# AIM OF THE TASK
Go through the records below and return each line that has "getting" in it.

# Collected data
PR #1583, opened 2019-07-23
Define and validate options for file-work-items command.

lgolding:


lgolding:

lgolding:

lgolding:

lgolding:

src/Sarif.Multitool/FileWorkItemsOptions.cs
```diff
@@ -9,10 +10,40 @@ namespace Microsoft.CodeAnalysis.Sarif.Multitool
...
             "filing-target-type",
             HelpText = "The type of system to which work items are to be filed. Must be one of 'github' and 'azureDevOps'.",
             Required = true)]
-        public string TargetType { get; internal set; }
+        public string FilingTargetType { get; internal set; }
+
+        [Option(
+            'p',
+            "project-uri",
+            HelpText = "The absolute URI of the project under which the work items are to be filed.",
```
harleenkohli: >The absolute URI of the project under which the work items are to be filed." [](start = 24, length = 76)

it might be useful to provide an example here? e.g. [https://dev.azure.com/{org}/{project](https://dev.azure.com/{org}/{project)} or [https://github.com/{org}/{project](https://github.com/{org}/{project)}

src/Sarif.Multitool/FileWorkItemsOptions.cs
```diff
@@ -9,10 +10,40 @@ namespace Microsoft.CodeAnalysis.Sarif.Multitool
...
+            'f',
+            "filtering-strategy",
+            HelpText = "Specifies the strategy for selecting which results to file. Must be one of 'new' and 'all'.",
+            Required = true)]
+        public string FilteringStrategy { get; internal set; }
+
+        [Option(
+            'g',
+            "grouping-strategy",
+            HelpText = "Specifies the strategy for grouping grouping SARIF results into sets that should each be filed together as a single work item. Must be 'perResult'.",
```
harleenkohli: >grouping grouping [](start = 51, length = 17)

typo :O

src/Sarif.Multitool/FileWorkItemsOptions.cs
```diff
@@ -9,10 +10,40 @@ namespace Microsoft.CodeAnalysis.Sarif.Multitool
...
+
+        // For an explanation of the difference between ProjectUriString and ProjectUri, see FileWorkItemsCommand.ValidateOptions.
+        public Uri ProjectUri { get; internal set; }
+
+        [Option(
+            'f',
+            "filtering-strategy",
+            HelpText = "Specifies the strategy for selecting which results to file. Must be one of 'new' and 'all'.",
+            Required = true)]
+        public string FilteringStrategy { get; internal set; }
```
harleenkohli: >FilteringStrategy [](start = 22, length = 17)

does it make sense have all these properties (filterstrategy, groupingStrategy, filing-target-type) as enums instead of strings?

src/Sarif.Multitool/FileWorkItemsOptions.cs
```diff
@@ -9,10 +10,40 @@ namespace Microsoft.CodeAnalysis.Sarif.Multitool
     public class FileWorkItemsOptions
     {
         [Option(
-            'f',
+            't',
             "filing-target-type",
             HelpText = "The type of system to which work items are to be filed. Must be one of 'github' and 'azureDevOps'.",
             Required = true)]
-        public string TargetType { get; internal set; }
+        public string FilingTargetType { get; internal set; }
```
harleenkohli: >FilingTargetType [](start = 22, length = 16)

Ryley points out (and now that i think of it, i agree) we could potentially derive this information from the root url, so do we really need it?

src/Sarif.Multitool/MultitoolResources.resx
```diff
@@ -129,6 +129,21 @@
   <data name="ErrorNoGroupInFileName" xml:space="preserve">
     <value>Error: No "group" (the part of the file name before the dash) found in '{0}'. All file names must be of the form [Group]-[RunID] and each adjacent pair in the same group is compared.</value>
   </data>
+  <data name="ErrorUnknownFilingTargetType" xml:space="preserve">
+    <value>Error: The value of the '{0}' option is not a known filing target type.
```
harleenkohli: >Error: The value of the '{0}' option is not a known filing target type. [](start = 11, length = 71)

(ryley says) should we show the wrong value that user inputted in these messages for faster context?

src/Sarif.Multitool/FileWorkItemsOptions.cs
lgolding: It might. I will look into that.

---
In reply to: [306567622](https://github.com/microsoft/sarif-sdk/pull/1583#discussion_r306567622) [](ancestors = 306567622)

src/Sarif.Multitool/FileWorkItemsOptions.cs
lgolding: Good idea.

---
In reply to: [306566043](https://github.com/microsoft/sarif-sdk/pull/1583#discussion_r306566043) [](ancestors = 306566043)

src/Sarif.Multitool/FileWorkItemsOptions.cs
lgolding: You are right -- at least for now. You can imagine a system where customers can stand up their own instances ([https://www.example.com/issues](https://www.example.com/issues), [https://www.contoso.com/issues](https://www.contoso.com/issues)). Then you can't tell. But as long as we only support ADO and GitHub, we don't need this.

---
In reply to: [306568347](https://github.com/microsoft/sarif-sdk/pull/1583#discussion_r306568347) [](ancestors = 306568347)

src/Sarif.Multitool/MultitoolResources.resx
```diff
@@ -129,6 +129,21 @@
   <data name="ErrorNoGroupInFileName" xml:space="preserve">
     <value>Error: No "group" (the part of the file name before the dash) found in '{0}'. All file names must be of the form [Group]-[RunID] and each adjacent pair in the same group is compared.</value>
   </data>
+  <data name="ErrorUnknownFilingTargetType" xml:space="preserve">
```
harleenkohli: >ErrorUnknownFilingTargetType [](start = 14, length = 28)

since this is a common file for all potential "multitool" related messages, we should append the ones specific bug filing component with some special keyword e.g. "FileWorkItems_"


(Ryley says)

src/Sarif.Multitool/FileWorkItemsOptions.cs
lgolding: Fixed.

---
In reply to: [306570111](https://github.com/microsoft/sarif-sdk/pull/1583#discussion_r306570111) [](ancestors = 306570111,306568347)

src/Sarif.Multitool/FileWorkItemsOptions.cs
lgolding: Fixed.

---
In reply to: [306569470](https://github.com/microsoft/sarif-sdk/pull/1583#discussion_r306569470) [](ancestors = 306569470,306566043)

src/Sarif.Multitool/FileWorkItemsOptions.cs
michaelcfanning: Yes, these s/be enums if we retain them. This provides for automatic command-line validation provided by our OSS helper (which isn't always super readable, but hey, it's free).

---
In reply to: [306569347](https://github.com/microsoft/sarif-sdk/pull/1583#discussion_r306569347) [](ancestors = 306569347,306567622)

src/Sarif.Multitool/FileWorkItemsOptions.cs
```diff
@@ -9,10 +10,40 @@ namespace Microsoft.CodeAnalysis.Sarif.Multitool
...
+
+        [Option(
+            'p',
```
michaelcfanning: >p [](start = 13, length = 1)

You'll need to reserve 'p' for 'pretty-print' on this command. Also, please add 'pretty-print' for the output path. Also, add output file path. Also add a force option to overwrite existing outputs. See SingeFileOptions and the options command base for boilerplate arg definitions and if you see a DRYing opportunity, of course, grab it.

src/Sarif.Multitool/FileWorkItemsOptions.cs
michaelcfanning: >under [](start = 56, length = 5)

NIT: first your code said 'project to which', then I suggested using 'project in which' and now you author 'project under which'. Language is flexible.

src/Sarif.Multitool/FileWorkItemsOptions.cs
```diff
@@ -9,10 +10,40 @@ namespace Microsoft.CodeAnalysis.Sarif.Multitool
...
+        public string ProjectUriString { get; internal set; }
+
+        // For an explanation of the difference between ProjectUriString and ProjectUri, see FileWorkItemsCommand.ValidateOptions.
+        public Uri ProjectUri { get; internal set; }
+
+        [Option(
+            'f',
+            "filtering-strategy",
+            HelpText = "Specifies the strategy for selecting which results to file. Must be one of 'new' and 'all'.",
+            Required = true)]
```
michaelcfanning: >Required = true [](start = 12, length = 15)

We should have reasonable defaults. See the other PR for the behavior I suggest (either pull in all results, if no baseline data, otherwise, process updated and new).

src/Sarif.Multitool/FileWorkItemsOptions.cs
```diff
@@ -9,10 +10,40 @@ namespace Microsoft.CodeAnalysis.Sarif.Multitool
...
+        public string FilteringStrategy { get; internal set; }
+
+        [Option(
+            'g',
+            "grouping-strategy",
```
michaelcfanning: >grouping-strategy [](start = 13, length = 17)

I prefer 'refactoring' as a term here and elsewhere because we will, in fact, be refactoring a log file (potentially) into many others. That's a bit more of an extreme operation than grouping (which suggests reorganzing a set to me)

src/Sarif.Multitool/FileWorkItemsOptions.cs
```diff
@@ -9,10 +10,40 @@ namespace Microsoft.CodeAnalysis.Sarif.Multitool
...
+            HelpText = "Specifies the strategy for grouping grouping SARIF results into sets that should each be filed together as a single work item. Must be 'perResult'.",
+            Required = true)]
+        public string GroupingStrategy { get; internal set; }
+
+        [Value(0,
+            MetaName = "<inputFile>",
```
michaelcfanning: > MetaName = "<inputFile>", [](start = 11, length = 26)

Note to self and team: I don't know if we're properly utilizing MetaName across the multitool, w/be a nice clean-up if not. Great onboarding work for Surbhi or anyone else interested in ramping up over here.

src/Sarif.Multitool/FileWorkItemsCommand.cs
```diff
@@ -2,15 +2,105 @@
...
+using System.Linq;
 
 namespace Microsoft.CodeAnalysis.Sarif.Multitool
 {
     public class FileWorkItemsCommand : CommandBase
     {
-        public int Run(FileWorkItemsOptions fileWorkItemsOptions)
+        private static readonly string[] s_knownFilingTargetTypes = new[] { "github", "azuredevops" };
+        private static readonly string[] s_knownFilteringStrategies = new[] { "new", "all" };
+        private static readonly string[] s_knownGroupingStrategies = new[] { "perresult" };
```
michaelcfanning: You will definitely want enums for these, I think. :)

src/Sarif.Multitool/FileWorkItemsOptions.cs
lgolding: I'm gonna push back on that. "Refactoring" has a very specific meaning: a code change made with the intent of improving the maintainability or extensibility of a code base. I don't see it here. I think grouping is just fine.

---
In reply to: [306575297](https://github.com/microsoft/sarif-sdk/pull/1583#discussion_r306575297) [](ancestors = 306575297)

src/Sarif.Multitool/FileWorkItemsOptions.cs
lgolding: Ok. I take it that the output file is the original SARIF file with the bug URIs added.

---
In reply to: [306574608](https://github.com/microsoft/sarif-sdk/pull/1583#discussion_r306574608) [](ancestors = 306574608)

src/Sarif.Multitool/FileWorkItemsOptions.cs
lgolding: IIRC the price is that these parameter values are case-sensitive. I will look into it.

---
In reply to: [306574126](https://github.com/microsoft/sarif-sdk/pull/1583#discussion_r306574126) [](ancestors = 306574126,306569347,306567622)

lgolding: See what I did in validating the `ProjectUri` option. I found CommandLine's built-in validation inadequate and worked around it.

---
In reply to: [306577599](https://github.com/microsoft/sarif-sdk/pull/1583#discussion_r306577599) [](ancestors = 306577599,306574126,306569347,306567622)

src/Sarif.Multitool/MultitoolResources.resx
michaelcfanning: yes we should. I don't like this Error: prefix convention, what's that all about? 

---
In reply to: [306569098](https://github.com/microsoft/sarif-sdk/pull/1583#discussion_r306569098) [](ancestors = 306569098)

src/Test.UnitTests.Sarif.Multitool/FileWorkItemsCommandTests.cs
```diff
@@ -0,0 +1,217 @@
...
+using System.Collections.Generic;
+using FluentAssertions;
+using Microsoft.CodeAnalysis.Sarif.Multitool;
+using Xunit;
+
+namespace Microsoft.CodeAnalysis.Test.UnitTests.Sarif.Multitool
+{
+    public class FileWorkItemsCommandTests
+    {
+        [Theory]
```
michaelcfanning: >Theory [](start = 9, length = 6)

No [Theory] usage please! If you'll recall, this convention tanked unit test performance previously and I had to go to considerable effort to undo them and make tests run in a reasonable time. There are other patterns that work just fine and which don't provoke whatever reflection costs this mechanism appears to.

src/Sarif.Multitool/FileWorkItemsOptions.cs
lgolding: I'd love to use `SingleFileOptions`. But it drags in `CommonOptions` which means I'd have to support `u` (uriBaseId) and `i` (insert optional data) and `v` (select SARIF output version). I'm going to copy the options I need.

---
In reply to: [306577540](https://github.com/microsoft/sarif-sdk/pull/1583#discussion_r306577540) [](ancestors = 306577540,306574608)

src/Sarif.Multitool/FileWorkItemsCommand.cs
```diff
@@ -2,15 +2,105 @@
...
-            return 1;
+            bool valid = true;
+
+            options.FilingTargetType = options.FilingTargetType.ToLowerInvariant();
+            if (!s_knownFilingTargetTypes.Contains(options.FilingTargetType))
+            {
+                string optionDescription = CommandUtilities.GetOptionDescription<FileWorkItemsOptions>(nameof(options.FilingTargetType));
+                Console.Error.WriteLine(
+                    string.Format(
+                        CultureInfo.CurrentCulture,
```
michaelcfanning: This is a default and this operation is not particularly sensitive. You can leave in the explicit culture, fine, but not strictly necessary, particularly if you'd like code to be more concise.

src/Sarif.Multitool/FileWorkItemsCommand.cs
```diff
@@ -2,15 +2,105 @@
...
     public class FileWorkItemsCommand : CommandBase
     {
-        public int Run(FileWorkItemsOptions fileWorkItemsOptions)
+        private static readonly string[] s_knownFilingTargetTypes = new[] { "github", "azuredevops" };
+        private static readonly string[] s_knownFilteringStrategies = new[] { "new", "all" };
+        private static readonly string[] s_knownGroupingStrategies = new[] { "perresult" };
+
+        private FileWorkItemsOptions _options;
+
+        public int Run(FileWorkItemsOptions options)
```
harleenkohli: >public int Run(FileWorkItemsOptions options) [](start = 8, length = 44)

ryley says: If options are required for the functionality, shouldn't the validation (and setting of _options) happen in a constructor?

src/Sarif.Multitool/FileWorkItemsOptions.cs
```diff
@@ -9,10 +10,40 @@ namespace Microsoft.CodeAnalysis.Sarif.Multitool
...
             Required = true)]
-        public string TargetType { get; internal set; }
+        public string FilingTargetType { get; internal set; }
+
+        [Option(
+            'p',
+            "project-uri",
+            HelpText = "The absolute URI of the project under which the work items are to be filed.",
+            Required = true)]
+        public string ProjectUriString { get; internal set; }
```
harleenkohli: >public string ProjectUriString { get; internal set; } [](start = 8, length = 53)

we have certain pieces of info being carried in "propertybag" of result e.g. the areapath. Should the Project uri also be embedded in there instead? What value are we bringing by having the user of the multitool pass this information. If the "area-path" doesnt exist in the result.PropertyBag, then we simply cannot log a bug. So, why split these two bound pieces of info being fed from two different places.

src/Sarif.Multitool/FileWorkItemsOptions.cs
michaelcfanning: oh, it's very unfortunate if you don't support the insert option (and the 'remove' option which is coming. also, we do want uriBaseId.

Can you get your mind around utilizing SingleFileOption. Would be preferable I think. in general, we want all our verbs to provide similar processing capabilities.

---
In reply to: [306578651](https://github.com/microsoft/sarif-sdk/pull/1583#discussion_r306578651) [](ancestors = 306578651,306577540,306574608)

src/Sarif.Multitool/FileWorkItemsCommand.cs
michaelcfanning: This is the Commandline OSS component pattern. By convention, it creates and throws away a single instance. The design Ryley mentions could work, except that a ctor, obviously, cannot return an exit code (and is dedicated to initialization only). So to implement his suggestion, commandline lib would need to find and invoke the ctor, then find and invoke the Run method. I think they thought it more straightforward to simply use a single method. Also, it is a fine design to create an object that provides a guarantee of allowing for coherent initialization/operation against a method like this. So the design can be justified on its own terms, imo.

---
In reply to: [306578717](https://github.com/microsoft/sarif-sdk/pull/1583#discussion_r306578717) [](ancestors = 306578717)

src/Sarif.Multitool/FileWorkItemsOptions.cs
michaelcfanning: This is a really good question. The basic reason, I think, is that a user might want to 'quarantine' issues in a test project by using a mirror. i.e., you might file bugs against your test project, which mirrors actual and then switch over. And so this has a practical use. Area paths have to be managed in some way, because there isn't necessarily a one-to-one mapping of a log file to an area path (i.e., you might want to group different results in different paths).

Having said the above, though, I wonder if we could get away with a single area path in our first scenario and then we'll side-step this weird intermediate data decoupling you've noticed. I think it's a good idea (ie, go ahead and add an area path arg and keep this out of SARIF for now. we will revisit when we double click into the more complex metadata universe). @lgolding?

---
In reply to: [306581368](https://github.com/microsoft/sarif-sdk/pull/1583#discussion_r306581368) [](ancestors = 306581368)

src/Sarif.Multitool/FileWorkItemsOptions.cs
lgolding: Done. This means I'll have to add code to support the other options. I sure hope there's a single API I can call to parse out the `--insert` option and enrich the SARIF file with the things it asks for.

---
In reply to: [306583029](https://github.com/microsoft/sarif-sdk/pull/1583#discussion_r306583029) [](ancestors = 306583029,306578651,306577540,306574608)

src/Sarif.Multitool/FileWorkItemsCommand.cs
lgolding: I always supply it, to remind the reader that they should always consider which value to use.

---
In reply to: [306578696](https://github.com/microsoft/sarif-sdk/pull/1583#discussion_r306578696) [](ancestors = 306578696)

src/Sarif.Multitool/FileWorkItemsOptions.cs
lgolding: (In an email to the SARIF TC this morning I used the word "refactoring" in precisely this sense: I suggested pulling the elements of the SARIF format that are common to static and dynamic analysis into a separate base format, the idea being to ease maintenance by allowing bugs in the common subset to be fixed in exactly one place.)

---
In reply to: [306576671](https://github.com/microsoft/sarif-sdk/pull/1583#discussion_r306576671) [](ancestors = 306576671,306575297)

src/Sarif.Multitool/MultitoolResources.resx
lgolding: Messages modified to mention incorrect value; "Error:" removed.

---
In reply to: [306578099](https://github.com/microsoft/sarif-sdk/pull/1583#discussion_r306578099) [](ancestors = 306578099,306569098)

src/Sarif.Multitool/FileWorkItemsOptions.cs
lgolding: Will do later. Not as important as demonstrating bug filing this week.

---
In reply to: [306575068](https://github.com/microsoft/sarif-sdk/pull/1583#discussion_r306575068) [](ancestors = 306575068)

src/Sarif.Multitool/FileWorkItemsCommand.cs
lgolding: Will do later. Not as important as demonstrating bug filing this week.

---
In reply to: [306575692](https://github.com/microsoft/sarif-sdk/pull/1583#discussion_r306575692) [](ancestors = 306575692)

src/Sarif.Multitool/FileWorkItemsOptions.cs
lgolding: Resolving duplicate of another comment that also asked for the enums (which I am deferring in the interest of getting bug filing working this week).

---
In reply to: [306577730](https://github.com/microsoft/sarif-sdk/pull/1583#discussion_r306577730) [](ancestors = 306577730,306577599,306574126,306569347,306567622)

src/Test.UnitTests.Sarif.Multitool/FileWorkItemsCommandTests.cs
lgolding: Will do later. Not as important as getting bug filing working this week.

---
In reply to: [306578562](https://github.com/microsoft/sarif-sdk/pull/1583#discussion_r306578562) [](ancestors = 306578562)

src/Sarif.Multitool/FileWorkItemsOptions.cs
lgolding: 1. If project URI is going to be in a property bag, it should be in `run.properties`, not `result.properties`. It's the same for all results in the run.
2. I did not understand the first paragraph of Michael's response. Let's mark this Pending and discuss further.

---
In reply to: [306584166](https://github.com/microsoft/sarif-sdk/pull/1583#discussion_r306584166) [](ancestors = 306584166,306581368)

# RESPONSE TO THE EXERCISE
lgolding: Resolving duplicate of another comment that also asked for the enums (which I am deferring in the interest of getting bug filing working this week).
lgolding: Will do later. Not as important as getting bug filing working this week.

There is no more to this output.